Source Verification of Printed Logos for Anti-Counterfeiting Applications

With the advent of the digital era, the growing prevalence of counterfeit goods poses serious threats to consumer safety and brand integrity, necessitating the development of novel techniques to combat forgery and counterfeiting. This paper focuses on the authentication of printed logos. The problem is formulated within a verification framework and is addressed using three distinct Siamese Neural Network (SNN) architectures: two shallow-and-wide networks and one based on the Xception model.
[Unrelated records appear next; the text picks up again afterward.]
PR #139, opened 2021-06-18
allowed tokens unit tests

mortelli:
This PR adds unit tests for the trusted verifier endpoint as well as the allow tokens functionality.

The testing SCs had to be modified for this to be made possible.

Additionally, a minor change was applied to the underlying functionality, which is to use checksummed addresses in its response.

follow-up from #123


src/relayserver/RelayServer.ts
```diff
@@ -126,12 +127,12 @@ export class RelayServer extends EventEmitter {
       verifiersToQuery = Array.from(this.trustedVerifiers) as Address[]
     }
 
-    const res: TokenResponse = {}
+    let res: TokenResponse = {}
```
mortelli, line 130: bug from #123

src/relayserver/RelayServer.ts
```diff
@@ -126,12 +127,12 @@ export class RelayServer extends EventEmitter {
...
     for (const verifier of verifiersToQuery) {
       const tokenHandlerInstance = await this.contractInteractor.createTokenHandler(verifier)
-      const acceptedTokens = await tokenHandlerInstance.contract.methods.getAcceptedTokens().call()
-      res[verifier] = acceptedTokens
-    };
+      const acceptedTokens = await tokenHandlerInstance.getAcceptedTokens()
+      res[toChecksumAddress(verifier)] = acceptedTokens
```
mortelli, line 134: improvement, and also allows proper testing for the case of empty verifier param

test/relayserver/RelayServer.test.ts
```diff
@@ -150,11 +151,20 @@ contract('RelayServer', function (accounts) {
           await env.relayServer._initTrustedVerifiers([])
         })
 
-        it('#_itTrustedForwarder', function () {
+        it('#isTrustedVerifier', function () {
```
mortelli, line 154: no real impact, just using the correct function name now

contracts/test/TestDeployVerifierEverythingAccepted.sol
```diff
@@ -26,4 +30,19 @@ contract TestDeployVerifierEverythingAccepted is IDeployVerifier {
         emit SampleRecipientPreCall();
         return ("no revert here");
     }
+
+    function acceptToken(address token) external {
+        require(token != address(0), "Token cannot be zero address");
+        require(tokens[token] == false, "Token is already accepted");
```
mauricioirace, line 36:
```suggestion
        require(!tokens[token], "Token is already accepted");
```

test/relayserver/RelayServer.test.ts
```diff
@@ -630,4 +640,85 @@ contract('RelayServer', function (accounts) {
...
+
+    it('should return error if verifier is not trusted', async function () {
+      // trust relay verifier, but query deploy verifier
+      await env.relayServer._initTrustedVerifiers([env.relayVerifier.address])
+      try{
+        const res = await env.relayServer.tokenHandler(env.deployVerifier.address)
+      }catch(error){
+        assert.equal(error.message,"supplied verifier is not trusted")
+      } 
+    })
```
mauricioirace, line 666: I think this test will succeed if no exception is thrown, what is actually wrong.

I think we could use [assert.throws](https://www.chaijs.com/api/assert/#method_throws)

mauricioirace (commented):
LGTM in general. I left a comment regarding a possible wrong implemented test, so I prefer not to approve until we discuss it.

test/relayserver/RelayServer.test.ts
```diff
@@ -630,4 +640,85 @@ contract('RelayServer', function (accounts) {
       }
     })
   })
+
+  describe('acceptTokens', function () {
+    let testToken1 = String("0xAbCeBBc80e1a11bD4e2F692A75dFF73753aABF5f")
+    let testToken2 = String("0x85d55E6228C9a6bA73567926f0A0EB3e5f191803")
```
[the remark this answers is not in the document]
mortelli: automatically fixed by linter, thanks :+1:

contracts/test/TestDeployVerifierEverythingAccepted.sol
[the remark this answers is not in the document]
mortelli: this was carried over from the original Deploy Verifier contract. i'd like the code in the test contract to match the other one. and i don't think it's worth changing both of them atm

contracts/test/TestVerifierEverythingAccepted.sol
```diff
@@ -25,4 +29,19 @@ contract TestVerifierEverythingAccepted is IRelayVerifier {
         emit SampleRecipientPreCall();
         return ("no revert here");
     }
+
+    function acceptToken(address token) external {
+        require(token != address(0), "Token cannot be zero address");
+        require(tokens[token] == false, "Token is already accepted");
```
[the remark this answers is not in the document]
mortelli: [previous reply applies here as well](https://github.com/rsksmart/rif-relay/pull/139#discussion_r654586339)

JONAF2103 (approved):
LGTM good improvement

test/relayserver/RelayServer.test.ts
mortelli: thanks for this, good catch. i wasn't able to use `assert.throws`, but i added an `assert.fail` statement after the token handler call, to make sure that the test doesn't pass if it doesn't throw the exception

Specifically, we investigate three SNN variants: Multiple Convolutions Summation (MCS-SNN), Multiple Convolutions Concatenation (MCC-SNN), and Mini-Xception SNN. To enhance authentication effectiveness, we adopt a two-step authentication process, beginning with an initial coarse analysis based on chromatic features, followed by a detailed verification that leverages micro-geometric, printer-specific artifacts, with each step focusing on distinct authentication patterns. The results obtained in both closed and open-set conditions indicate promising authentication accuracies, demonstrating the effectiveness of our approach for robust identity verification in real-world scenarios. Furthermore, the lightweight design of these models underscores their practical suitability for deployment on consumer-grade devices, highlighting their potential for real-world anticounterfeiting applications.